# Work in Makati City, Philippines



## Prasad_8585 (Mar 17, 2018)

Hi all, I m a mid level manager working in Mumbai, India earning roughly around 2.2 million INR , staying with family in own house, married with no kids as of now, basic expenditure goes normally on foods, mostly home cooked, outside food /party is mostly once or twice a month and sundry expenses includes electricity, water bills, local transportation costs etc. Roughly after taxes deducted I m able to save 60% of my pay. Now, I received an offer from a firm headquartered in US for their company in Philippines. I had gone through internet on the pay scale expected but couldn't come with fine searches. In order to work in Makati and able to save and survive compared to india, what is the pay scale expected? Can anyone please help me on this


----------



## Asian Spirit (Mar 1, 2010)

Prasad_8585 said:


> Hi all, I m a mid level manager working in Mumbai, India earning roughly around 2.2 million INR , staying with family in own house, married with no kids as of now, basic expenditure goes normally on foods, mostly home cooked, outside food /party is mostly once or twice a month and sundry expenses includes electricity, water bills, local transportation costs etc. Roughly after taxes deducted I m able to save 60% of my pay. Now, I received an offer from a firm headquartered in US for their company in Philippines. I had gone through internet on the pay scale expected but couldn't come with fine searches. In order to work in Makati and able to save and survive compared to india, what is the pay scale expected? Can anyone please help me on this


Hi and welcome to the forum. In most cases the Philippines is a retirement destination and not one for employment. If a company in the US has extended or placed offices here it most likely is to save money by paying lower salaries than in the US.

Personally I'm not sure how you would find normal salaries paid here for the work you have been offered. Hopefully someone might have some ideas for you. It is important to be very careful in accepting employment in a 3rd world country such as the Philippines. Caution is advised to make very sure what is being offered is real-along with whatever salary they are offering you.


Best Of Luck


----------



## Simon1983 (Jun 6, 2016)

2.2 INR is roughly 1.8million peso.

If they can match your salary in India you will be able to live like a king here in the Philippines.

I dont know much about payscales and the cost of living in Makati is higher compared to Philippines but I would guess most managers are earning less than that.

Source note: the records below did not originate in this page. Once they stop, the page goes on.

PR #258, opened 2024-02-17
Fix condition in denote-parse-date 

jarofromel:
Hi,
when using `denote-org-extras-extract-org-subtree` I found that `id` and `date` of the extracted note are always with current date (but `DATE` or `CREATED` properties were present in the original heading).
The rootcause is probably typo in the condition at the end of `denote-parse-date`.


protesilaos:
Merged. Thank you!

Maybe you would pay rent of 30K per month. Food maybe 10k-20k. Utilities 5-10k. Transport 5K. 

I would make a very rough guess that the salary would be somewhere between 1m and 1.8m. Probably closer to 1m. You could live off that and save but I dont know what your quality of life is, or how you would like the Philippines, or how good an opportunity you have been offered, etc.


----------



## Prasad_8585 (Mar 17, 2018)

Thanks for information provided


----------



## Manitoba (Jun 25, 2014)

I am living in Makati. A one bedroom Jazz Residence is 25k a month furnished with water, internet and cable included. I pay about 2k a month for electric. This is a upper middle class sort of place, there are more expensive places here but it has pool, exercise room etc. 

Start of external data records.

PR #260, opened 2024-02-21
Fix edge-cases when inserting missing links via org-dblock

vedang:
To reproduce the problem: open a new note and while it is empty, try to insert and populate an org dblock of type "denote-missing-links".

This leads to the following stack-trace:

```
Debugger entered--Lisp error: (wrong-type-argument stringp 65)
  file-name-nondirectory(65)
  file-name-extension(65 :period)
  denote-get-file-extension(65)
  denote-get-file-extension-sans-encryption(65)
  denote-filetype-heuristics(65)
  denote-link-description-with-signature-and-title(65 nil)
  denote--link-get-description(65)
  #f(compiled-function (file) #<bytecode -0x3aa12408d80ef11>)(65)
  mapc(#f(compiled-function (file) #<bytecode -0x3aa12408d80ef11>) "All links matching ‘reference/2024012’ are present")
  denote-link--prepare-links("All links matching ‘reference/2024012’ are present" org nil :no-other-sorting)
  denote-link--insert-links("All links matching ‘reference/2024012’ are present" org nil :no-other-sorting)
  org-dblock-write:denote-missing-links((:name "denote-missing-links" :regexp "reference/2024012" :indentation-column 0 :content #("\n" 0 1 (org-fold-core-fontified t fontified t))))
```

I shop at the Hypermarket and pay about 5k a week in groceries, but I buy a lot of imported foods.Two could live on that with careful shopping. 

That is room and board for about 45k a month or 540 k a year.

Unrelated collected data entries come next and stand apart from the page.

PR #263, opened 2024-02-24
Make denote-link-description-function require a function with only one argument

jeanphilippegg:
I have checked the documentation you made about
`denote-link-description-function`. There is a difference between what
is documented and the implementation. The current code requires that
`denote-link-description-function` be a function that takes two
parameters instead of only one. However, what you have documented is
better than what is implemented.

In this pull request, I removed this second parameter. It really is
unnecessary and may be confusing.

Since the functionality has not been released in an official version, it
does not seem to late to fix it.


protesilaos:
Merged. Thank you! This was the intent of my latest change, but I was sloppy.

PR #399, opened 2024-07-21
Add support for function templates in denote-org-capture

jeanphilippegg:
Just adding support for function templates in `denote-org-capture` following the last merged pull request.


protesilaos:
Merged. Thank you!

By the way, we briefly discussed the possibility of having those functions accept arguments. I ultimately decided it was premature to do this at this stage, because we could not come up with a good use-case. If you have any ideas on that, I am happy to see them.

jeanphilippegg:
For now, I don't have any idea either about accepting arguments.

PR #415, opened 2024-08-26
Use absolute file path in denote-link--backlink-find-file

### LINKED ISSUE #412: Backlinks buffer links not working with nested dirs
Recently I have observed an issue. 
I have my notes in subfolders (within `denote-directory`), something like this. Excluding IDs for the simplification.
```
fun/roger_zelazny__author.org
fun/courts_of_chaos__novel.org
fun/amber__novel.org
```

Now `fun/courts_of_chaos__novel.org` and `fun/amber__novel.org` have links to `fun/roger_zelazny__author.org`.  I go to `fun/roger_zelazny__author.org` and call `denote-show-backlinks-buffer`, backlinks buffer opens up and shows the backlinks as:

```
fun/courts_of_chaos__novel.org
fun/amber__novel.org

```

However, when I click on any of the links, emacs doesn't open the correct file. It seems it is trying to open the file in `fun/fun` dir,  i.e. clicking on `fun/amber__novel.org` tries to open `fun/fun/amber__novel.org` which is actually not there. 

My env:
Emacs: `GNU Emacs 29.3 (build 1, x86_64-pc-linux-gnu, cairo version 1.18.0) of 2024-05-26`
Denote: At commit eec6033. I don't use silos.

jeanphilippegg:
I think you mixed two things in commits 7f9d040 followed by 8701908. You removed a line `(setq-local default-directory ...)` and added a line `(setq-local denote-directory ...)`. Those 2 are unrelated and removing the first line causes issue #412.

In the end, it is a good thing that this line is removed though. It was probably there because we open buttons in backlinks buffers by calling `find-find` on the relative path. But we should try to always work with absolute paths in the code.

To fix #412, I made `denote-link--backlink-find-file` work with absolute paths instead of reintroducing the `(setq-local default-directory ...)` line. It is ready to be merged.

### DIFF
--- a/denote.el
+++ b/denote.el
@@ -4274,7 +4274,9 @@ major mode is not `org-mode' (or derived therefrom).  Consider using
 
 (defun denote-link--backlink-find-file (button)
   "Action for BUTTON to `find-file'."
-  (funcall denote-link-button-action (buffer-substring (button-start button) (button-end button))))
+  (funcall denote-link-button-action
+           (concat (denote-directory)
+                   (buffer-substring (button-start button) (button-end button)))))
 
 (defun denote-link--display-buffer (buf &optional action)
   "Run `display-buffer' on BUF using optional ACTION alist.


protesilaos:
Merged, thank you!

protesilaos:
I don' remember what it was with the `setq-local` but I think I had to move it after the `erase-buffer`, otherwise I was not getting the expected results.

Working with absolute paths is better though. Should you also remove that `setq-local` then?

jeanphilippegg:
I meant to say that `denote-directory` and `default-directory` may look alike, but they are not the same variable. The remaining `setq-local` is about the `denote-directory` and it is still necessary because enabling `denote-backlinks-mode` seems to reset it when in a silo, ie after calling `denote-backlinks-mode`, `denote-directory` is back to its global value instead of the one in `.dir-locals.el`. You already have a comment for this, but it does not mention silos.

I do not understand why it happens and if it could affect other local variables.

protesilaos:
> Date: Mon, 26 Aug 2024 16:58:53 -0700
>
> I meant to say that `denote-directory` and `default-directory` may
> look alike,

Oh right! I misread them as the same in the diff.

> I do not understand why it happens and if it could affect other local variables.

I am not sure either. Maybe it uses the default settings of the major
mode? If this works and we do not have any downsides, we can keep it for
now. Though I am interested to understand what is happening.

-- 
Protesilaos Stavrou
https://protesilaos.com

Issue #416, opened 2024-08-27
"No links found" when using `denote-find-link` in denote files inside a silo


Kolmas225:
Steps to reproduce:
1. Open any denote file with links to another file inside the same silo
2. `M-x denote-find-link` 
3. "No links found" shows up in stead of a list of forward links of current file

protesilaos:
I just pushed a change. Please let me know if this works for you.

Even if it does work, I suspect there is something deeper going on. We have the same problem with the `denote-find-backlink` command, so I wonder if the core issue here is how the function `denote-directory` works when the silo is defined as a string. This is a change we made fairly recently (cc @jeanphilippegg). In a debug I was doing, the `denote-directory` function did return the silo for the first file in the list, but then it reverted to the non-silo value. I need to explore this further.

protesilaos:
Indeed, if I set the local value to a non-string like we had in the past, then `denote-find-backlink` works as expected. The .dir-local.el:

```elisp
((nil . (;; (denote-directory . "/home/prot/Documents/denote-test-silo/")
         (denote-directory . local))))
```

jeanphilippegg:
I think I have found out the cause the of issue. Execute the following function inside of a silo and test the commented lines:

```emacs-lisp
(defun test-dir-locals-el ()
  (interactive)
  (message "Before with-*-buffer: %s" denote-directory)
  (with-current-buffer (get-buffer-create "test")   ; <---- .dir-locals is forgotten
  ;;(with-current-buffer (find-file-noselect (buffer-file-name)) ; <---- WORKS!
  ;;(with-temp-buffer                       ; <---- .dir-locals is forgotten
    (message "Within with-*-buffer: %s" denote-directory))
  (message "After with-*-buffer: %s" denote-directory))
```

`.dir-locals.el` variables are forgotten inside a `with-temp-buffer` block. The same applies with `with-current-buffer`, but only when the specified buffer is not a buffer within the silo.

In `denote-find-link`, we were in the `with-temp-buffer` case. In `denote-link--prepare-backlinks`, we are in the `with-current-buffer` case with a temporary buffer.

In addition to the above, `(denote-backlinks-mode)` also reset buffer-local variables.

### The solution

Always do computations that depend on variables that may be specified in `.dir-locals.el` outside of a `with-temp-buffer` block and similarly for `with-current-buffer`. We don't have any problem when we use `with-current-buffer` with a buffer that is inside of the silo.

[...]

PR #419, opened 2024-08-31
Rework denote-link-return-links (fix issue #416)

jeanphilippegg:
I have reworked `denote-link-return-links` to limit the use of `with-temp-buffer` to get what we need.

You will notice that I reverted your last change to `denote-link-return-links` because you added a new parameter to `denote-link--expand-identifiers`, but it is used in `denote-org-extras.el`. It must have broken something there. I have kept `denote-link--expand-identifiers` because it is used there, but maybe we can use `denote-link-return-links` instead and remove it.

`denote-link-return-links` should also be more efficient now. Previously, for each notes we looped through all links in the file.

This is ready to be merged. I will get to `denote-link--prepare-backlinks` tomorrow.

### DIFF
--- a/denote.el
+++ b/denote.el
@@ -4418,8 +4418,11 @@ non-nil value."
     (with-current-buffer (get-buffer-create backlinks-buffer)
       (erase-buffer)
       (denote-backlinks-mode)
-      ;; Set the `denote-directory' after enabling the major mode,
-      ;; otherwise its value gets overwritten.
+      ;; In the backlinks buffer, the values of variables set in a
+      ;; `.dir-locals.el` do not apply.  We need to set `denote-directory' in
+      ;; the backlinks buffer because the buttons depend on it.  Moreover, its
+      ;; value is overwritten after enabling the major mode, so it needs to be
+      ;; set after.
       (setq-local denote-directory dir)
       (setq overlay-arrow-position nil)
       (goto-char (point-min))
--- a/denote.el
+++ b/denote.el
@@ -3953,9 +3953,9 @@ function."
         (push (match-string-no-properties 1) matches)))
     matches))
 
-(defun denote-link--expand-identifiers (regexp files)
-  "Expand identifiers matching REGEXP in FILES into file paths."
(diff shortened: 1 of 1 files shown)


jeanphilippegg:
I have reviewed `denote-link--prepare-backlinks` and I think it is fine. We only need the value of `denote-directory` because the buttons need it to rebuild the absolute path. There is the `revert-buffer-function` part that I do not understand, but I think it is ok as well.

I just pushed a commit to rewrite the comment. We can consider this issue closed!

protesilaos:
Merged, thank you! I could not see the part related to denote-org-extras.el, but I will check again.

jeanphilippegg:
> Merged, thank you! I could not see the part related to denote-org-extras.el, but I will check again.

You're welcome! `denote-link--expand-identifiers` is used in `denote-org-extras-dblock--get-missing-links`

protesilaos:
> Date: Sat, 31 Aug 2024 05:39:06 -0700
>
>> Merged, thank you! I could not see the part related to denote-org-extras.el, but I will check again.
>
> You're welcome! `denote-link--expand-identifiers` is used in
> `denote-org-extras-dblock--get-missing-links`

Yes, this is fine. It does not use the FILES parameter.

-- 
Protesilaos Stavrou
https://protesilaos.com

jeanphilippegg:
> Yes, this is fine. It does not use the FILES parameter.

That was the point. It does not use the FILES parameter, but this parameter was added in one of the latest commits. But it is all sorted now! :)

protesilaos:
> Date: Sat, 31 Aug 2024 18:50:15 -0700
>
>> Yes, this is fine. It does not use the FILES parameter.
>
> That was the point. It does not use the FILES parameter, but this
> parameter was added in one of the latest commits. But it is all sorted
> now! :)

Yeah, sorry! I don't remember what I was trying to do. Maybe it was some
experiment and then I left it there...

-- 
Protesilaos Stavrou
https://protesilaos.com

I also think that his income would be subject to Philippine income taxes which I have heard are quite high on incomes of that size. However he should be able to live well in Makati on a take home of a million a year or so.


----------



## Prasad_8585 (Mar 17, 2018)

Ok. Thanks for the information. So u mean to say 1M peso a year ( after tax ) should be good enough to save and sustain for a couple living in Makati city!


----------



## Manitoba (Jun 25, 2014)

According to https://www.numbeo.com/cost-of-living/region_rankings.jsp?title=2018&region=142 the cost of living index in Mumbai is 32.6 an in Makati it is 42.4. That means that you need about 30% more in Manila to maintain your cost of living in Manila. 

Remember that this is a blended index, your cost drivers may not be the same as the index uses. For example if the cost of schooling was a lot higher in Manila than in Mumbai, you as a childless couple would not have to consider that component and could get away with less. On the other hand if you had 6 school age children then you would need more to make up for the extra school costs. ( I have no idea of schooling costs, just using this as a demonstration of how your costs could vary from the index.)

Average cost excluding rent for a single person in Manila is less than 30k a month and just under 90k for a couple with 4 children, excluding rent.

So two people at average childless rate is 60k and rent would be 30k with utilities you would need about 85k a month or just over 1,000,000 a year after tax to be living like an average person. (Not much left over for savings though.)

Cost issues aside, having worked in a different country will expand your work experience and make you a more valuable employee in the future, which is something to consider.


----------



## bigpearl (Jan 24, 2016)

Prasad_8585 said:


> Ok. Thanks for the information. So u mean to say 1M peso a year ( after tax ) should be good enough to save and sustain for a couple living in Makati city!


Firstly welcome to the forum Prasad, hope you find some answers here and from your future employer.
I have worked in many countries over the years including PH. twice. Now I'm not trying to be smart here but could I advise the following.
My job offers/contracts are offered by English, North American and Australian companies.
With these offers come renumeration and conditions including accomodation, working visas (always done by the company not me), transport etc.
The renumeration and conditions are offered with the initial contact by those companies and not later.
While most times I am more than happy with the offers I have also renegotiated the offer and have also declined many offers 
Taxes are a different issue in my case as I am paid tax free in U.S. dollars or GBP and declare my foreign earnings for tax purposes in Australia.

I think the key issue here is to find out what this company is offering, as said above, once you know then you can formulate your budget perhaps based on what others have offered up in this thread and also searching on this site "the cost of living in the Philippines".

Perhaps you are putting the cart before the horse?

Good luck.

Cheers, Steve


----------